- _EXERCISE DETAILS_
How many lines in the records below contain the word "Because"? Reply with the number alone.

-------- AVAILABLE DATA --------

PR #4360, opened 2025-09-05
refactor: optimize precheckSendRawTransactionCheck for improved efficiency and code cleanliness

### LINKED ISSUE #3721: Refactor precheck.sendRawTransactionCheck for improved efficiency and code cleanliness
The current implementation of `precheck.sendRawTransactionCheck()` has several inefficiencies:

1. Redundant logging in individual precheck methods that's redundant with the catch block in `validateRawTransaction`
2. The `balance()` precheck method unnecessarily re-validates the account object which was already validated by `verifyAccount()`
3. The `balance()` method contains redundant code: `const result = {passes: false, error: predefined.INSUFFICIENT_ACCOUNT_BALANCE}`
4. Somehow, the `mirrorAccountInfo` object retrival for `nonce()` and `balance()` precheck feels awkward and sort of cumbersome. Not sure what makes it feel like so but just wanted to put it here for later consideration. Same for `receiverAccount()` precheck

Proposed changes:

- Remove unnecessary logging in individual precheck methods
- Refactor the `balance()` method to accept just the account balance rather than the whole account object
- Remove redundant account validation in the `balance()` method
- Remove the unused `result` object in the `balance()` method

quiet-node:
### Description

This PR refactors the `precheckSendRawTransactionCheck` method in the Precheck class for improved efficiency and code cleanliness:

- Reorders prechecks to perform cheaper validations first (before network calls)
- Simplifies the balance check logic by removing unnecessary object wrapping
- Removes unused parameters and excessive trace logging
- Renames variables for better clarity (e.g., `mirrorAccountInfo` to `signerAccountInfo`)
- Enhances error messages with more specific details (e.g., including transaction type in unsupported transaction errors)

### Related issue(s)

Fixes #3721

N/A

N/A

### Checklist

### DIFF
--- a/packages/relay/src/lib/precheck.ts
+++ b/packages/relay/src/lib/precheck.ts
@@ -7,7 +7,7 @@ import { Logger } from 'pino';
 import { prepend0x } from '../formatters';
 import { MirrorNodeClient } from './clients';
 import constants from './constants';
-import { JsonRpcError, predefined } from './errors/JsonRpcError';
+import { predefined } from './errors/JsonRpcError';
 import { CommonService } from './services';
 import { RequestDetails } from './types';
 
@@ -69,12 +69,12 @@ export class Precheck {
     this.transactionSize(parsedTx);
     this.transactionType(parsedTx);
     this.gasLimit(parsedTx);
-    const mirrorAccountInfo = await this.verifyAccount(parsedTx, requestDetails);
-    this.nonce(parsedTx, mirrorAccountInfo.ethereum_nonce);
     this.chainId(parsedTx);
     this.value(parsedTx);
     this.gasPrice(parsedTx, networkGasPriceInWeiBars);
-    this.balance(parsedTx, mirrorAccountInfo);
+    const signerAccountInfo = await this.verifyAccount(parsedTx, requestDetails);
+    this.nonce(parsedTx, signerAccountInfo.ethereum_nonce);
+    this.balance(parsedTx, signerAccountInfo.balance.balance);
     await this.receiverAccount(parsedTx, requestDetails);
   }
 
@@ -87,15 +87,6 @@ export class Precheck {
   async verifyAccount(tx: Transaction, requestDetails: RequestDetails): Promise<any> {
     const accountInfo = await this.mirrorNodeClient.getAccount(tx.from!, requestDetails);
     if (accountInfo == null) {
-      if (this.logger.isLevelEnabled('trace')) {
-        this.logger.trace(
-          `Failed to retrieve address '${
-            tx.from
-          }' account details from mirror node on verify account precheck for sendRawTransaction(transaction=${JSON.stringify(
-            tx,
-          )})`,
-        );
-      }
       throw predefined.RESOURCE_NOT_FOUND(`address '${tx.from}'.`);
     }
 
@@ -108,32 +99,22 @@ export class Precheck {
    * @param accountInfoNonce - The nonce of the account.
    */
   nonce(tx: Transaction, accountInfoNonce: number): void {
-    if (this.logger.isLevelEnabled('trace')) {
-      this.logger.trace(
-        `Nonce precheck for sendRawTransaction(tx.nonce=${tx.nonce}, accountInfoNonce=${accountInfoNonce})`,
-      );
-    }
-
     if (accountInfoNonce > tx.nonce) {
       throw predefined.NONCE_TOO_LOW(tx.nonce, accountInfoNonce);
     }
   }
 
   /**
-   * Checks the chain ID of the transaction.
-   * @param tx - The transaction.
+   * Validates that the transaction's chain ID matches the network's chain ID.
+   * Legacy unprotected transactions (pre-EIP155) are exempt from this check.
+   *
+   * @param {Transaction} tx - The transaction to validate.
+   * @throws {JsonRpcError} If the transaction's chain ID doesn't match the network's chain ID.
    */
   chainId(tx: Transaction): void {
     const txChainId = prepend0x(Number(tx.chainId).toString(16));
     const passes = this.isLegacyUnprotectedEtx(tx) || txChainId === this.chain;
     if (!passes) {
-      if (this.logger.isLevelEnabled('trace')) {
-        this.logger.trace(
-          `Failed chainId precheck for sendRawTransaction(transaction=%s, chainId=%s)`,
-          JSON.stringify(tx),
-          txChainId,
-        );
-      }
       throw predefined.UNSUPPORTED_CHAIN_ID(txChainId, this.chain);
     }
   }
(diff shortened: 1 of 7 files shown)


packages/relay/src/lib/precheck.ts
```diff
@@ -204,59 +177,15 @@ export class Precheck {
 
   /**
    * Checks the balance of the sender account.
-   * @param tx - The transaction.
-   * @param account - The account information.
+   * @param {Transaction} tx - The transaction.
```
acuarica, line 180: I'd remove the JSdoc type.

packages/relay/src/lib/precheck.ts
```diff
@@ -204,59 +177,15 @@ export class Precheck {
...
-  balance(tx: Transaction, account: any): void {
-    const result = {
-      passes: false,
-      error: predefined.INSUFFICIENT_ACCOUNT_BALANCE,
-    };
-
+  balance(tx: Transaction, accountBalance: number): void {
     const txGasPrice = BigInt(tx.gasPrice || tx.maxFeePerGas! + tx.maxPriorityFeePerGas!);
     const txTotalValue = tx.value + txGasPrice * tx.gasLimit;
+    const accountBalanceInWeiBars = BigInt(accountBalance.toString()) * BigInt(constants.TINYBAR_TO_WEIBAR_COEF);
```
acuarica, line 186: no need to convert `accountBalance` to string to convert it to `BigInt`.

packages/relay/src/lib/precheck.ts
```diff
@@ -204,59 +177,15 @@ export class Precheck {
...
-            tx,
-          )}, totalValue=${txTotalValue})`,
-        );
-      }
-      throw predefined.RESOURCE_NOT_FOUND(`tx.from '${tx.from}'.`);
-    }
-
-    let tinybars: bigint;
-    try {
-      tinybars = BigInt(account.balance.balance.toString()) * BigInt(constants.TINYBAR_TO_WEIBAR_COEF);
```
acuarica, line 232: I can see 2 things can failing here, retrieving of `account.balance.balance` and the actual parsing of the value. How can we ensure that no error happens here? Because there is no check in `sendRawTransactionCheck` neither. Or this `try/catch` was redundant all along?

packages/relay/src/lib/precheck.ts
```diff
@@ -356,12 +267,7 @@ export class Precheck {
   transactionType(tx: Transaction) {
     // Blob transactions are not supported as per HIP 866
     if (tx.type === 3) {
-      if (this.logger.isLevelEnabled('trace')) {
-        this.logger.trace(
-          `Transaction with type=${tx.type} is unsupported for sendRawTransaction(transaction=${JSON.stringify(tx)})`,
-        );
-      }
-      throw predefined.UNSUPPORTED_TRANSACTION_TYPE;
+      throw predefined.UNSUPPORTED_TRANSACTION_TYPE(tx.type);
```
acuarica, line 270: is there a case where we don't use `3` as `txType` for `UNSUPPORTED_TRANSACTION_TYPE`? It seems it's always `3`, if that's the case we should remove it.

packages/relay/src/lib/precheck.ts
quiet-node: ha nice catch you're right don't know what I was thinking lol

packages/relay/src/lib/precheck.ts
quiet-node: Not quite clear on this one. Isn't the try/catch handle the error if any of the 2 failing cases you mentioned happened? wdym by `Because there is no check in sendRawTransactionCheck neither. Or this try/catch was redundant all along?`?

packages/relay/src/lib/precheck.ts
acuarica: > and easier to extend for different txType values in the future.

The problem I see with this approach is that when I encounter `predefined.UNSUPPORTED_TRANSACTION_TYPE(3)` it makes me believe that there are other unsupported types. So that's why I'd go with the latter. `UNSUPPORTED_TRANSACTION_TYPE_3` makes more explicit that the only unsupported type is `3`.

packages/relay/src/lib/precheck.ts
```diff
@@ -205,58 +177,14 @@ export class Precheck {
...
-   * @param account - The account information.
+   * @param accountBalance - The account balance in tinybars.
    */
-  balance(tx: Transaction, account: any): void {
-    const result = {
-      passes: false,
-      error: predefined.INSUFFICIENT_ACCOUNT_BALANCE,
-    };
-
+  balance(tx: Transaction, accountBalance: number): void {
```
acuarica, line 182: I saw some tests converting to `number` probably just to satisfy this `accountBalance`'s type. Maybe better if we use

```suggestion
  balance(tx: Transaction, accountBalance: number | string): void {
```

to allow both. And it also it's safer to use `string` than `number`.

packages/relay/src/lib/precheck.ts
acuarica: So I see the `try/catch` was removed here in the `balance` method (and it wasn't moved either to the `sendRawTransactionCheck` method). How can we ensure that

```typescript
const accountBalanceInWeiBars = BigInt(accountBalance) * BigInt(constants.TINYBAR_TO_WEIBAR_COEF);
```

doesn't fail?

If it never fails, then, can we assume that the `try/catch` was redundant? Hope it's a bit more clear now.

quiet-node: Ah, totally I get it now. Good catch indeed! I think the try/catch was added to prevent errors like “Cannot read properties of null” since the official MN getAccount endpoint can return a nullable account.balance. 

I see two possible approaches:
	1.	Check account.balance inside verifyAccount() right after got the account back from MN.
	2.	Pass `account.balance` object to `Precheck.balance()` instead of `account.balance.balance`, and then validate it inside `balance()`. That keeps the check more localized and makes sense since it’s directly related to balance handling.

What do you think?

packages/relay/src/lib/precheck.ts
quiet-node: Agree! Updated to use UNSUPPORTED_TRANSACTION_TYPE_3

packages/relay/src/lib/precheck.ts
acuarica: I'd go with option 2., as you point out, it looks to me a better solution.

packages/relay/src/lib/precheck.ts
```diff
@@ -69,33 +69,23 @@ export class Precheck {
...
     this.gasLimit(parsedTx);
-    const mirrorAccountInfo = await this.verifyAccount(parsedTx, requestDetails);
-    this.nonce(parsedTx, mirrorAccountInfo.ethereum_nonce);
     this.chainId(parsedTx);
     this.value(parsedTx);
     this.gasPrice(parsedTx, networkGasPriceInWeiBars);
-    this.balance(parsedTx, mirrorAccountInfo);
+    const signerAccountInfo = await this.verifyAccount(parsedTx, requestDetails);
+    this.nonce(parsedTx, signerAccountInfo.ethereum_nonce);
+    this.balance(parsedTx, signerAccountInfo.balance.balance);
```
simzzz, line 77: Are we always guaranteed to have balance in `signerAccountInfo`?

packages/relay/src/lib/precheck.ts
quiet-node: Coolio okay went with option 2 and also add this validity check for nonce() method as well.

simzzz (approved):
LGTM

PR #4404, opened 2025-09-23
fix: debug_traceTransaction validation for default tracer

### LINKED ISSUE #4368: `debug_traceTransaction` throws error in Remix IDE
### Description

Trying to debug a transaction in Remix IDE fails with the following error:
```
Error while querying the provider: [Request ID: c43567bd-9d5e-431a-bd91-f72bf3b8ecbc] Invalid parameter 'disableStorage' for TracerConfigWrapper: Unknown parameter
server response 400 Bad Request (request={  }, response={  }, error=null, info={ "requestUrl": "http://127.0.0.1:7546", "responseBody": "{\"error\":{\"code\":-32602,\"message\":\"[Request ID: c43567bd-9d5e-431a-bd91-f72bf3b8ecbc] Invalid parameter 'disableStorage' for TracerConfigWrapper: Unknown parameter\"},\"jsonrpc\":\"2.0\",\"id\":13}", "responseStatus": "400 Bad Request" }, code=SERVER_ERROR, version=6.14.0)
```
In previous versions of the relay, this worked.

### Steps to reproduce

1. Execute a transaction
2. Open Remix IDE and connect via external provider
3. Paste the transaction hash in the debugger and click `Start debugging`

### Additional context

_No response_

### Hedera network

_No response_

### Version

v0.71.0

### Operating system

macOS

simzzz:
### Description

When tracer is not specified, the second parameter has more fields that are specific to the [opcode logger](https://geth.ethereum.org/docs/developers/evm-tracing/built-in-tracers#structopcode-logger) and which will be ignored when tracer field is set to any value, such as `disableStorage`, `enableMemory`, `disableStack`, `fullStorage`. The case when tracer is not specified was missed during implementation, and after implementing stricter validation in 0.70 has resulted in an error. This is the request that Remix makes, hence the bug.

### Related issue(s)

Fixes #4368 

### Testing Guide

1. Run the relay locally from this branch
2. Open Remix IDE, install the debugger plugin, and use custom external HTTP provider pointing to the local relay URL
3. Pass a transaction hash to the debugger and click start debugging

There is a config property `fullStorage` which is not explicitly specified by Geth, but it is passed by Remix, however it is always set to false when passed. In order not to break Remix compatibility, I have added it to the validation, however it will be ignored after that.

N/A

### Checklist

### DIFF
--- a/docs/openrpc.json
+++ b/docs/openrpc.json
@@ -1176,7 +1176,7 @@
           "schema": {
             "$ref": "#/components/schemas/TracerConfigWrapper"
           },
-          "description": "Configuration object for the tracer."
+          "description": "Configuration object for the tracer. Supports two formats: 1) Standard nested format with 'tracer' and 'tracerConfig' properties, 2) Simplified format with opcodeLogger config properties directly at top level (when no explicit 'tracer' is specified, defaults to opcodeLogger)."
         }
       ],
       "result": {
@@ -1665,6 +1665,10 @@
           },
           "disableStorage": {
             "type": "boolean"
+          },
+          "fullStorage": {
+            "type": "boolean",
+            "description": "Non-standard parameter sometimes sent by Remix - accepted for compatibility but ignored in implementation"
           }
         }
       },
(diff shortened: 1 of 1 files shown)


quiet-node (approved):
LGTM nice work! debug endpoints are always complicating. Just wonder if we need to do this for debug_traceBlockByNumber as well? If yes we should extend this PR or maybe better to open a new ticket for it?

--------

- _SOLUTION TO THE PROBLEM_
2